*** INFORMATION SHOWN ***

Issue #3044, opened 2022-12-23
`AF_SYSTEM` and `AF_SYS_CONTROL` types do not fit in `sockaddr_ctl`


siegfried:
I'm trying to assign [AF_SYSTEM](https://github.com/rust-lang/libc/blob/f4bc85111b2403a9c9cb49890305cb6b32c5af41/src/unix/bsd/apple/mod.rs#L3567) to [sockaddr_ctl.sc_family](https://github.com/rust-lang/libc/blob/f4bc85111b2403a9c9cb49890305cb6b32c5af41/src/unix/bsd/apple/mod.rs#L641) which is a `u_char`, but AF_SYSTEM is `c_int`.

`AS_SYS_CONTROL` should be `u16` in `sockaddr_ctl.ss_sysaddr` as well yet its definition is `c_int`.
```rust
pub const AF_SYS_CONTROL: ::c_int = 2;
```

tgross35:
Are these flags ever passed to functions?

`main` is now for 1.0, so your PR can probably be adjusted.

PR #3047, opened 2022-12-23
Fix AF_SYSTEM and AF_SYS_CONTROL

siegfried:
Trying to fix the issue #3044 

Here is the definition I found:

```c
/*!
 *       @struct sockaddr_ctl
 *       @discussion The controller address structure is used to establish
 *               contact between a user client and a kernel controller. The
 *               sc_id/sc_unit uniquely identify each controller. sc_id is a
 *               unique identifier assigned to the controller. The identifier can
 *               be assigned by the system at registration time or be a 32-bit
 *               creator code obtained from Apple Computer. sc_unit is a unit
 *               number for this sc_id, and is privately used by the kernel
 *               controller to identify several instances of the controller.
 *       @field sc_len The length of the structure.
 *       @field sc_family AF_SYSTEM.
 *       @field ss_sysaddr AF_SYS_KERNCONTROL.
 *       @field sc_id Controller unique identifier.
 *       @field sc_unit Kernel controller private unit number.
 *       @field sc_reserved Reserved, must be set to zero.
 */
struct sockaddr_ctl {
	u_char      sc_len;     /* depends on size of bundle ID string */
	u_char      sc_family;  /* AF_SYSTEM */
	u_int16_t   ss_sysaddr; /* AF_SYS_KERNCONTROL */
	u_int32_t   sc_id;      /* Controller unique identifier  */
	u_int32_t   sc_unit;    /* Developer private unit number */
	u_int32_t   sc_reserved[5];
};
```

Shall I alias AF_SYS_CONTROL to AF_SYS_KERNCONTROL?


src/unix/bsd/apple/mod.rs
```diff
@@ -3606,7 +3606,7 @@ pub const PF_ISDN: ::c_int = AF_ISDN;
 pub const PF_KEY: ::c_int = pseudo_AF_KEY;
 pub const PF_INET6: ::c_int = AF_INET6;
 pub const PF_NATM: ::c_int = AF_NATM;
-pub const PF_SYSTEM: ::c_int = AF_SYSTEM;
+pub const PF_SYSTEM: ::c_int = 32;
```
siegfried, line 3609: I changed the type of `PF_SYSTEM` to `c_int` regarding the man page of SOCKET(2):

```
NAME
     socket – create an endpoint for communication

SYNOPSIS
     #include <sys/socket.h>

     int
     socket(int domain, int type, int protocol);

DESCRIPTION
     socket() creates an endpoint for communication and returns a descriptor.

     The domain parameter specifies a communications domain within which communication will take place; this selects the protocol family which should be used.  These
     families are defined in the include file ⟨sys/socket.h⟩.  The currently understood formats are

           PF_LOCAL        Host-internal protocols, formerly called PF_UNIX,
           PF_UNIX         Host-internal protocols, deprecated, use PF_LOCAL,
           PF_INET         Internet version 4 protocols,
           PF_ROUTE        Internal Routing protocol,
           PF_KEY          Internal key-management function,
           PF_INET6        Internet version 6 protocols,
           PF_SYSTEM       System domain,
           PF_NDRV         Raw access to network device,
           PF_VSOCK        VM Sockets protocols

     The socket has the indicated type, which specifies the semantics of communication.  Currently defined types are:

           SOCK_STREAM
           SOCK_DGRAM
           SOCK_RAW

     A SOCK_STREAM type provides sequenced, reliable, two-way connection based byte streams.  An out-of-band data transmission mechanism may be supported.  A SOCK_DGRAM
     socket supports datagrams (connectionless, unreliable messages of a fixed (typically small) maximum length).  SOCK_RAW sockets provide access to internal network
     protocols and interfaces.  The type SOCK_RAW, which is available only to the super-user.
```

src/unix/bsd/apple/mod.rs
```diff
@@ -3564,11 +3564,11 @@ pub const AF_E164: ::c_int = AF_ISDN;
 pub const pseudo_AF_KEY: ::c_int = 29;
 pub const AF_INET6: ::c_int = 30;
 pub const AF_NATM: ::c_int = 31;
-pub const AF_SYSTEM: ::c_int = 32;
+pub const AF_SYSTEM: ::c_uchar = 32;
 pub const AF_NETBIOS: ::c_int = 33;
 pub const AF_PPP: ::c_int = 34;
 pub const pseudo_AF_HDRCMPLT: ::c_int = 35;
-pub const AF_SYS_CONTROL: ::c_int = 2;
+pub const AF_SYS_CONTROL: ::c_ushort = 2;
```
siegfried, line 3571: The old examples uses the value of `AF_SYS_CONTROL` for `AF_SYS_KERNCONTROL`. I can also add `AF_SYS_KERNCONTROL` and leave `AF_SYS_CONTROL` untouched.

siegfried:
Is there anything else needed from me?

JohnTitor:
Changing types is a breaking change and we don't ship it on minor releases. I'll revisit once we decide to do a major release.

tgross35:
We have an upcoming major release where we can do breaking changes.

It seems unusual to only change one `AF_*` type - should they all be changed? same for `PF_`

src/unix/bsd/apple/mod.rs
tgross35: Just change to `AF_SYSTEM as c_int` rather than duplicating the literal

siegfried:
Updated. Sorry for the delay. Please review.

tgross35:
Just to clarify; is `sc_family` only ever set to `AF_SYSTEM` and `ss_sysaddr` is only ever `AF_SYS_CONTROL`?

src/unix/bsd/apple/mod.rs
```diff
@@ -4066,14 +4066,14 @@ pub const AF_E164: c_int = AF_ISDN;
...
-pub const AF_SYSTEM: c_int = 32;
+pub const AF_SYSTEM: c_uchar = 32;
 pub const AF_NETBIOS: c_int = 33;
 pub const AF_PPP: c_int = 34;
 pub const pseudo_AF_HDRCMPLT: c_int = 35;
 pub const AF_IEEE80211: c_int = 37;
 pub const AF_UTUN: c_int = 38;
 pub const AF_VSOCK: c_int = 40;
-pub const AF_SYS_CONTROL: c_int = 2;
+pub const AF_SYS_CONTROL: c_ushort = 2;
```
tgross35, line 4076:
```suggestion
pub const AF_SYS_CONTROL: c_ushort = 2;
```

It looks like the field is `u_int16_t`, so this can just be `u16` https://developer.apple.com/documentation/kernel/sockaddr_ctl/1809252-ss_sysaddr.

siegfried:
> Just to clarify; is `sc_family` only ever set to `AF_SYSTEM` and `ss_sysaddr` is only ever `AF_SYS_CONTROL`? Meaning no other constants are ever used for these fields.

I think so regarding to the document.

src/unix/bsd/apple/mod.rs
siegfried: Updated. Waiting on CI.

tgross35 (approved):
LGTM, please squash. I think the CI failure is unrelated.

src/unix/bsd/apple/mod.rs
siegfried: The CI test failed after I change `AF_SYS_CONTROL` to `u16`. Any idea why? @tgross35

tgross35: It doesn't look related, the android CI has been flaky.

siegfried:
Squashed.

***

### YOUR TASK
Without changing a word, print all of the entries above.

### TASK SOLUTION
Issue #3044, opened 2022-12-23
`AF_SYSTEM` and `AF_SYS_CONTROL` types do not fit in `sockaddr_ctl`


siegfried:
I'm trying to assign [AF_SYSTEM](https://github.com/rust-lang/libc/blob/f4bc85111b2403a9c9cb49890305cb6b32c5af41/src/unix/bsd/apple/mod.rs#L3567) to [sockaddr_ctl.sc_family](https://github.com/rust-lang/libc/blob/f4bc85111b2403a9c9cb49890305cb6b32c5af41/src/unix/bsd/apple/mod.rs#L641) which is a `u_char`, but AF_SYSTEM is `c_int`.

`AS_SYS_CONTROL` should be `u16` in `sockaddr_ctl.ss_sysaddr` as well yet its definition is `c_int`.
```rust
pub const AF_SYS_CONTROL: ::c_int = 2;
```

tgross35:
Are these flags ever passed to functions?

`main` is now for 1.0, so your PR can probably be adjusted.

PR #3047, opened 2022-12-23
Fix AF_SYSTEM and AF_SYS_CONTROL

siegfried:
Trying to fix the issue #3044 

Here is the definition I found:

```c
/*!
 *       @struct sockaddr_ctl
 *       @discussion The controller address structure is used to establish
 *               contact between a user client and a kernel controller. The
 *               sc_id/sc_unit uniquely identify each controller. sc_id is a
 *               unique identifier assigned to the controller. The identifier can
 *               be assigned by the system at registration time or be a 32-bit
 *               creator code obtained from Apple Computer. sc_unit is a unit
 *               number for this sc_id, and is privately used by the kernel
 *               controller to identify several instances of the controller.
 *       @field sc_len The length of the structure.
 *       @field sc_family AF_SYSTEM.
 *       @field ss_sysaddr AF_SYS_KERNCONTROL.
 *       @field sc_id Controller unique identifier.
 *       @field sc_unit Kernel controller private unit number.
 *       @field sc_reserved Reserved, must be set to zero.
 */
struct sockaddr_ctl {
	u_char      sc_len;     /* depends on size of bundle ID string */
	u_char      sc_family;  /* AF_SYSTEM */
	u_int16_t   ss_sysaddr; /* AF_SYS_KERNCONTROL */
	u_int32_t   sc_id;      /* Controller unique identifier  */
	u_int32_t   sc_unit;    /* Developer private unit number */
	u_int32_t   sc_reserved[5];
};
```

Shall I alias AF_SYS_CONTROL to AF_SYS_KERNCONTROL?


src/unix/bsd/apple/mod.rs
```diff
@@ -3606,7 +3606,7 @@ pub const PF_ISDN: ::c_int = AF_ISDN;
 pub const PF_KEY: ::c_int = pseudo_AF_KEY;
 pub const PF_INET6: ::c_int = AF_INET6;
 pub const PF_NATM: ::c_int = AF_NATM;
-pub const PF_SYSTEM: ::c_int = AF_SYSTEM;
+pub const PF_SYSTEM: ::c_int = 32;
```
siegfried, line 3609: I changed the type of `PF_SYSTEM` to `c_int` regarding the man page of SOCKET(2):

```
NAME
     socket – create an endpoint for communication

SYNOPSIS
     #include <sys/socket.h>

     int
     socket(int domain, int type, int protocol);

DESCRIPTION
     socket() creates an endpoint for communication and returns a descriptor.

     The domain parameter specifies a communications domain within which communication will take place; this selects the protocol family which should be used.  These
     families are defined in the include file ⟨sys/socket.h⟩.  The currently understood formats are

           PF_LOCAL        Host-internal protocols, formerly called PF_UNIX,
           PF_UNIX         Host-internal protocols, deprecated, use PF_LOCAL,
           PF_INET         Internet version 4 protocols,
           PF_ROUTE        Internal Routing protocol,
           PF_KEY          Internal key-management function,
           PF_INET6        Internet version 6 protocols,
           PF_SYSTEM       System domain,
           PF_NDRV         Raw access to network device,
           PF_VSOCK        VM Sockets protocols

     The socket has the indicated type, which specifies the semantics of communication.  Currently defined types are:

           SOCK_STREAM
           SOCK_DGRAM
           SOCK_RAW

     A SOCK_STREAM type provides sequenced, reliable, two-way connection based byte streams.  An out-of-band data transmission mechanism may be supported.  A SOCK_DGRAM
     socket supports datagrams (connectionless, unreliable messages of a fixed (typically small) maximum length).  SOCK_RAW sockets provide access to internal network
     protocols and interfaces.  The type SOCK_RAW, which is available only to the super-user.
```

src/unix/bsd/apple/mod.rs
```diff
@@ -3564,11 +3564,11 @@ pub const AF_E164: ::c_int = AF_ISDN;
 pub const pseudo_AF_KEY: ::c_int = 29;
 pub const AF_INET6: ::c_int = 30;
 pub const AF_NATM: ::c_int = 31;
-pub const AF_SYSTEM: ::c_int = 32;
+pub const AF_SYSTEM: ::c_uchar = 32;
 pub const AF_NETBIOS: ::c_int = 33;
 pub const AF_PPP: ::c_int = 34;
 pub const pseudo_AF_HDRCMPLT: ::c_int = 35;
-pub const AF_SYS_CONTROL: ::c_int = 2;
+pub const AF_SYS_CONTROL: ::c_ushort = 2;
```
siegfried, line 3571: The old examples uses the value of `AF_SYS_CONTROL` for `AF_SYS_KERNCONTROL`. I can also add `AF_SYS_KERNCONTROL` and leave `AF_SYS_CONTROL` untouched.

siegfried:
Is there anything else needed from me?

JohnTitor:
Changing types is a breaking change and we don't ship it on minor releases. I'll revisit once we decide to do a major release.

tgross35:
We have an upcoming major release where we can do breaking changes.

It seems unusual to only change one `AF_*` type - should they all be changed? same for `PF_`

src/unix/bsd/apple/mod.rs
tgross35: Just change to `AF_SYSTEM as c_int` rather than duplicating the literal

siegfried:
Updated. Sorry for the delay. Please review.

tgross35:
Just to clarify; is `sc_family` only ever set to `AF_SYSTEM` and `ss_sysaddr` is only ever `AF_SYS_CONTROL`?

src/unix/bsd/apple/mod.rs
```diff
@@ -4066,14 +4066,14 @@ pub const AF_E164: c_int = AF_ISDN;
...
-pub const AF_SYSTEM: c_int = 32;
+pub const AF_SYSTEM: c_uchar = 32;
 pub const AF_NETBIOS: c_int = 33;
 pub const AF_PPP: c_int = 34;
 pub const pseudo_AF_HDRCMPLT: c_int = 35;
 pub const AF_IEEE80211: c_int = 37;
 pub const AF_UTUN: c_int = 38;
 pub const AF_VSOCK: c_int = 40;
-pub const AF_SYS_CONTROL: c_int = 2;
+pub const AF_SYS_CONTROL: c_ushort = 2;
```
tgross35, line 4076:
```suggestion
pub const AF_SYS_CONTROL: c_ushort = 2;
```

It looks like the field is `u_int16_t`, so this can just be `u16` https://developer.apple.com/documentation/kernel/sockaddr_ctl/1809252-ss_sysaddr.

siegfried:
> Just to clarify; is `sc_family` only ever set to `AF_SYSTEM` and `ss_sysaddr` is only ever `AF_SYS_CONTROL`? Meaning no other constants are ever used for these fields.

I think so regarding to the document.

src/unix/bsd/apple/mod.rs
siegfried: Updated. Waiting on CI.

tgross35 (approved):
LGTM, please squash. I think the CI failure is unrelated.

src/unix/bsd/apple/mod.rs
siegfried: The CI test failed after I change `AF_SYS_CONTROL` to `u16`. Any idea why? @tgross35

tgross35: It doesn't look related, the android CI has been flaky.

siegfried:
Squashed.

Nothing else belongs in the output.